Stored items
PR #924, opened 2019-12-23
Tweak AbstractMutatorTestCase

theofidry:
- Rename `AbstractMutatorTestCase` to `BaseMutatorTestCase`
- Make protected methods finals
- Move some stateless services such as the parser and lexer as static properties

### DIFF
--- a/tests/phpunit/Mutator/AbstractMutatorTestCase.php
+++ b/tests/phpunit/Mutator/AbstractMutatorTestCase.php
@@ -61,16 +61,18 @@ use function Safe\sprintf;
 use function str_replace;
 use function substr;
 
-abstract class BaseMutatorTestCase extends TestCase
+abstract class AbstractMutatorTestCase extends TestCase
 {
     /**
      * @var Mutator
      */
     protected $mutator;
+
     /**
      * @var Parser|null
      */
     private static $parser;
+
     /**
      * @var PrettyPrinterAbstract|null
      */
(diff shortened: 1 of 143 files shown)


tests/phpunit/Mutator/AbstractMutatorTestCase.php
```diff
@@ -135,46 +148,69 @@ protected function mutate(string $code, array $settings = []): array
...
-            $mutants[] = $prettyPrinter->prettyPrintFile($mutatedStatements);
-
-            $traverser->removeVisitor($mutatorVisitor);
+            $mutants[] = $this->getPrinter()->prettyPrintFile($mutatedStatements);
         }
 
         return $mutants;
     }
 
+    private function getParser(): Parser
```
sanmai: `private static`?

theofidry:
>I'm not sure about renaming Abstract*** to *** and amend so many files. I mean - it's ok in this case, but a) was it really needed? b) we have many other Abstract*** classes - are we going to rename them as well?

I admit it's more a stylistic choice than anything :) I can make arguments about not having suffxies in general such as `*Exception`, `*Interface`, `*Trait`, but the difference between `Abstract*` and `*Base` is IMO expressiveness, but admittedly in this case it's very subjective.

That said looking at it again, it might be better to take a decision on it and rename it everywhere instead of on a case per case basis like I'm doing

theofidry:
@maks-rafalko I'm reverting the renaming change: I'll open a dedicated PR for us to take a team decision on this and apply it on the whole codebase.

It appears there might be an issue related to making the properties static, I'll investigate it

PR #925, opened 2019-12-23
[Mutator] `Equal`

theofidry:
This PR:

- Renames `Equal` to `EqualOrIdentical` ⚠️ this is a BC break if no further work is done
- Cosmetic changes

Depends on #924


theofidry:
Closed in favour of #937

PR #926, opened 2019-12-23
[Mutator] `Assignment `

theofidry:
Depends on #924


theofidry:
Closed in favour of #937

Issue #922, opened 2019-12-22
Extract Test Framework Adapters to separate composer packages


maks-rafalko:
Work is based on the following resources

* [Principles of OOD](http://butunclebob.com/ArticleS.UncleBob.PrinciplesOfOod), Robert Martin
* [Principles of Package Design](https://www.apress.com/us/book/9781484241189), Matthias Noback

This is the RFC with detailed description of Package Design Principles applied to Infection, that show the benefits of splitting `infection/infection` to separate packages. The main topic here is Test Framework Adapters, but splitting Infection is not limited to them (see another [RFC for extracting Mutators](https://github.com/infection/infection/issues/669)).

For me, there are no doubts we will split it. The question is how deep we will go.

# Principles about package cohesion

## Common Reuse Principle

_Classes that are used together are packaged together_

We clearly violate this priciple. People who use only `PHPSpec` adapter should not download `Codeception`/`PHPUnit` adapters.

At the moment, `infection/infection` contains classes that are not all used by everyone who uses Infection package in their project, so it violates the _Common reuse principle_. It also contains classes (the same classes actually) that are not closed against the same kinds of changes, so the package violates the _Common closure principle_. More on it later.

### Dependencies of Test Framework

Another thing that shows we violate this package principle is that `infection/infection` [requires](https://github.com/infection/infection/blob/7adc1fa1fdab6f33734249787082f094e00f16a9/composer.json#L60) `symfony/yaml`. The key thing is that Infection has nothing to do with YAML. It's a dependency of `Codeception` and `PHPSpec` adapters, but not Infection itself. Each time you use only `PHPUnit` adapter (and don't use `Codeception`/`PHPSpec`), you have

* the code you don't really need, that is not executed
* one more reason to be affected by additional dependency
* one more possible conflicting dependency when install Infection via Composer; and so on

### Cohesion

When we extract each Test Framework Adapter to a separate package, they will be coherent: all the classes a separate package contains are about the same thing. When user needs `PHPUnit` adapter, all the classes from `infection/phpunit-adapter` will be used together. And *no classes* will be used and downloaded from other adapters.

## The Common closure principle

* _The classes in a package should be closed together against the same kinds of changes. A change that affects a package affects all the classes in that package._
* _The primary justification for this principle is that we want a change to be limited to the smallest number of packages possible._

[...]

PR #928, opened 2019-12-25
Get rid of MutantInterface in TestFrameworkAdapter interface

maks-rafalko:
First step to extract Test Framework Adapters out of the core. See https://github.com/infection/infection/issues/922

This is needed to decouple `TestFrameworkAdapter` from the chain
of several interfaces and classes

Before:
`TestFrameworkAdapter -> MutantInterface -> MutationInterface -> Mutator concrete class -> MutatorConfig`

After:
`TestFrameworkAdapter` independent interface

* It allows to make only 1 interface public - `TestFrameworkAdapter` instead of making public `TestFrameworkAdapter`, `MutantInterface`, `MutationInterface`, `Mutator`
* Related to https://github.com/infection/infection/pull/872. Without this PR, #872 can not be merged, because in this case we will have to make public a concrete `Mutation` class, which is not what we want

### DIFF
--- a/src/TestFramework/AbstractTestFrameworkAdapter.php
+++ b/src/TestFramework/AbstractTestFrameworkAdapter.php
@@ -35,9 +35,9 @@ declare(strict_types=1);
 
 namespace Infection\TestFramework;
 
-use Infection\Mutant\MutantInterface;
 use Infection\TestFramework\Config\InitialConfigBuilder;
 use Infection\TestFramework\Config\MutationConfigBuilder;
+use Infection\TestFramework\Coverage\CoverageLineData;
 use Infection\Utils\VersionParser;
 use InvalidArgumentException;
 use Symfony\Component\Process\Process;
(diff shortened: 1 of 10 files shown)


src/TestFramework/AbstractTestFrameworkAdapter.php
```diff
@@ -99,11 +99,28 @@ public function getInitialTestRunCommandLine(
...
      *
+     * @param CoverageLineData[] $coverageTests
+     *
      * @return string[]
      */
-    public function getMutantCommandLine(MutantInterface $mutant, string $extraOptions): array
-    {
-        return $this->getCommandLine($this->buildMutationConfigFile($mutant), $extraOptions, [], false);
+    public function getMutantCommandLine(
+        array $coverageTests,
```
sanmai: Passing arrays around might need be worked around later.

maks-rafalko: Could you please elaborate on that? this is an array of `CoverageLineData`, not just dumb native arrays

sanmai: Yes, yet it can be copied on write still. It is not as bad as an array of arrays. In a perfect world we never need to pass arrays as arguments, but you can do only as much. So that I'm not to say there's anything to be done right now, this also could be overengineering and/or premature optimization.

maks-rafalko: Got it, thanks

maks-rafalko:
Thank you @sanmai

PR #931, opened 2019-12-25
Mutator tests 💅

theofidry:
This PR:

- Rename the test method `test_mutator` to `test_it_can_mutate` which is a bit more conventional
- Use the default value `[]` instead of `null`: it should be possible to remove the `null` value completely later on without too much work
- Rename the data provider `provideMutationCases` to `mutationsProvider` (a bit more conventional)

— Task item —
Reproduce all the data word for word.

— Exercise result —
PR #924, opened 2019-12-23
Tweak AbstractMutatorTestCase

theofidry:
- Rename `AbstractMutatorTestCase` to `BaseMutatorTestCase`
- Make protected methods finals
- Move some stateless services such as the parser and lexer as static properties

### DIFF
--- a/tests/phpunit/Mutator/AbstractMutatorTestCase.php
+++ b/tests/phpunit/Mutator/AbstractMutatorTestCase.php
@@ -61,16 +61,18 @@ use function Safe\sprintf;
 use function str_replace;
 use function substr;
 
-abstract class BaseMutatorTestCase extends TestCase
+abstract class AbstractMutatorTestCase extends TestCase
 {
     /**
      * @var Mutator
      */
     protected $mutator;
+
     /**
      * @var Parser|null
      */
     private static $parser;
+
     /**
      * @var PrettyPrinterAbstract|null
      */
(diff shortened: 1 of 143 files shown)


tests/phpunit/Mutator/AbstractMutatorTestCase.php
```diff
@@ -135,46 +148,69 @@ protected function mutate(string $code, array $settings = []): array
...
-            $mutants[] = $prettyPrinter->prettyPrintFile($mutatedStatements);
-
-            $traverser->removeVisitor($mutatorVisitor);
+            $mutants[] = $this->getPrinter()->prettyPrintFile($mutatedStatements);
         }
 
         return $mutants;
     }
 
+    private function getParser(): Parser
```
sanmai: `private static`?

theofidry:
>I'm not sure about renaming Abstract*** to *** and amend so many files. I mean - it's ok in this case, but a) was it really needed? b) we have many other Abstract*** classes - are we going to rename them as well?

I admit it's more a stylistic choice than anything :) I can make arguments about not having suffxies in general such as `*Exception`, `*Interface`, `*Trait`, but the difference between `Abstract*` and `*Base` is IMO expressiveness, but admittedly in this case it's very subjective.

That said looking at it again, it might be better to take a decision on it and rename it everywhere instead of on a case per case basis like I'm doing

theofidry:
@maks-rafalko I'm reverting the renaming change: I'll open a dedicated PR for us to take a team decision on this and apply it on the whole codebase.

It appears there might be an issue related to making the properties static, I'll investigate it

PR #925, opened 2019-12-23
[Mutator] `Equal`

theofidry:
This PR:

- Renames `Equal` to `EqualOrIdentical` ⚠️ this is a BC break if no further work is done
- Cosmetic changes

Depends on #924


theofidry:
Closed in favour of #937

PR #926, opened 2019-12-23
[Mutator] `Assignment `

theofidry:
Depends on #924


theofidry:
Closed in favour of #937

Issue #922, opened 2019-12-22
Extract Test Framework Adapters to separate composer packages


maks-rafalko:
Work is based on the following resources

* [Principles of OOD](http://butunclebob.com/ArticleS.UncleBob.PrinciplesOfOod), Robert Martin
* [Principles of Package Design](https://www.apress.com/us/book/9781484241189), Matthias Noback

This is the RFC with detailed description of Package Design Principles applied to Infection, that show the benefits of splitting `infection/infection` to separate packages. The main topic here is Test Framework Adapters, but splitting Infection is not limited to them (see another [RFC for extracting Mutators](https://github.com/infection/infection/issues/669)).

For me, there are no doubts we will split it. The question is how deep we will go.

# Principles about package cohesion

## Common Reuse Principle

_Classes that are used together are packaged together_

We clearly violate this priciple. People who use only `PHPSpec` adapter should not download `Codeception`/`PHPUnit` adapters.

At the moment, `infection/infection` contains classes that are not all used by everyone who uses Infection package in their project, so it violates the _Common reuse principle_. It also contains classes (the same classes actually) that are not closed against the same kinds of changes, so the package violates the _Common closure principle_. More on it later.

### Dependencies of Test Framework

Another thing that shows we violate this package principle is that `infection/infection` [requires](https://github.com/infection/infection/blob/7adc1fa1fdab6f33734249787082f094e00f16a9/composer.json#L60) `symfony/yaml`. The key thing is that Infection has nothing to do with YAML. It's a dependency of `Codeception` and `PHPSpec` adapters, but not Infection itself. Each time you use only `PHPUnit` adapter (and don't use `Codeception`/`PHPSpec`), you have

* the code you don't really need, that is not executed
* one more reason to be affected by additional dependency
* one more possible conflicting dependency when install Infection via Composer; and so on

### Cohesion

When we extract each Test Framework Adapter to a separate package, they will be coherent: all the classes a separate package contains are about the same thing. When user needs `PHPUnit` adapter, all the classes from `infection/phpunit-adapter` will be used together. And *no classes* will be used and downloaded from other adapters.

## The Common closure principle

* _The classes in a package should be closed together against the same kinds of changes. A change that affects a package affects all the classes in that package._
* _The primary justification for this principle is that we want a change to be limited to the smallest number of packages possible._

[...]

PR #928, opened 2019-12-25
Get rid of MutantInterface in TestFrameworkAdapter interface

maks-rafalko:
First step to extract Test Framework Adapters out of the core. See https://github.com/infection/infection/issues/922

This is needed to decouple `TestFrameworkAdapter` from the chain
of several interfaces and classes

Before:
`TestFrameworkAdapter -> MutantInterface -> MutationInterface -> Mutator concrete class -> MutatorConfig`

After:
`TestFrameworkAdapter` independent interface

* It allows to make only 1 interface public - `TestFrameworkAdapter` instead of making public `TestFrameworkAdapter`, `MutantInterface`, `MutationInterface`, `Mutator`
* Related to https://github.com/infection/infection/pull/872. Without this PR, #872 can not be merged, because in this case we will have to make public a concrete `Mutation` class, which is not what we want

### DIFF
--- a/src/TestFramework/AbstractTestFrameworkAdapter.php
+++ b/src/TestFramework/AbstractTestFrameworkAdapter.php
@@ -35,9 +35,9 @@ declare(strict_types=1);
 
 namespace Infection\TestFramework;
 
-use Infection\Mutant\MutantInterface;
 use Infection\TestFramework\Config\InitialConfigBuilder;
 use Infection\TestFramework\Config\MutationConfigBuilder;
+use Infection\TestFramework\Coverage\CoverageLineData;
 use Infection\Utils\VersionParser;
 use InvalidArgumentException;
 use Symfony\Component\Process\Process;
(diff shortened: 1 of 10 files shown)


src/TestFramework/AbstractTestFrameworkAdapter.php
```diff
@@ -99,11 +99,28 @@ public function getInitialTestRunCommandLine(
...
      *
+     * @param CoverageLineData[] $coverageTests
+     *
      * @return string[]
      */
-    public function getMutantCommandLine(MutantInterface $mutant, string $extraOptions): array
-    {
-        return $this->getCommandLine($this->buildMutationConfigFile($mutant), $extraOptions, [], false);
+    public function getMutantCommandLine(
+        array $coverageTests,
```
sanmai: Passing arrays around might need be worked around later.

maks-rafalko: Could you please elaborate on that? this is an array of `CoverageLineData`, not just dumb native arrays

sanmai: Yes, yet it can be copied on write still. It is not as bad as an array of arrays. In a perfect world we never need to pass arrays as arguments, but you can do only as much. So that I'm not to say there's anything to be done right now, this also could be overengineering and/or premature optimization.

maks-rafalko: Got it, thanks

maks-rafalko:
Thank you @sanmai

PR #931, opened 2019-12-25
Mutator tests 💅

theofidry:
This PR:

- Rename the test method `test_mutator` to `test_it_can_mutate` which is a bit more conventional
- Use the default value `[]` instead of `null`: it should be possible to remove the `null` value completely later on without too much work
- Rename the data provider `provideMutationCases` to `mutationsProvider` (a bit more conventional)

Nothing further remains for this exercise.